First Day of School Goes Smoothly for Thousands of Ventura Students


VENTURA — As the first day of school started for kindergartners at Elmhurst Elementary School on Tuesday, their tears quickly turned into smiles.

"I was sad because I didn't want my mom to go," said August Whitesell, 5. "Now I'm happy because I like my teacher and I made a friend."

Despite a few nervous kindergartners, Ventura smoothly welcomed back thousands of students Tuesday.

High schools in Oxnard and Camarillo opened Monday, and campuses in the east county districts of Simi Valley, Conejo Valley and Moorpark start today.

Students in several other Ventura County districts begin classes next week.

Elmhurst kindergarten teacher Lisa Stanley led her students on a tour of the classroom, pointing out the playhouse, the bathroom and the art center. When the kindergartners arrived at the classroom library, they immediately reached for the colorful books.

Stanley was quick to tell them what to do when they finish reading a book. "Do we just throw it on the floor?"

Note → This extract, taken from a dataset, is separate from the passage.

PR #927, opened 2026-07-08
feat: Add request body compression with optional brotli

### LINKED ISSUE #942: Make brotli compression quality configurable
PR #927 added optional brotli request-body compression. The brotli quality is currently **hardcoded to 6** in [`src/apify_client/http_clients/_base.py`](https://github.com/apify/apify-client-python/blob/master/src/apify_client/http_clients/_base.py):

In response, several kids yelled, "No, we put them away."

Fellow teacher Tina Tyner said the first few weeks of kindergarten is all about making the students comfortable with being at school, and about teaching them rules and routines.

"It's not just the ABCs," Tyner said. "We're teaching them everything--how to wash their hands, hang up their clothes, tie their shoes, raise their hands."

Across the campus, fifth-graders in Judy Ketterling's class started their school year by experimenting with a sticky substance called "Ooblech." The students picked it up, squeezed it, smelled it and tried to figure out what was in it.

One group of girls jotted down the properties. Slimy. Greenish yellow. Stinky. Hard. Goopy.

Ketterling said the experiment is an attention-getting introduction to the scientific process. (By the way, the secret ingredients of ooblech are cornstarch and water).

One of Ketterling's students, Sunnie Beltran, 10, said she can't believe she finally started fifth grade.

"It's really cool," she said. "But we have to be, like, good, because the little kids are looking up to us."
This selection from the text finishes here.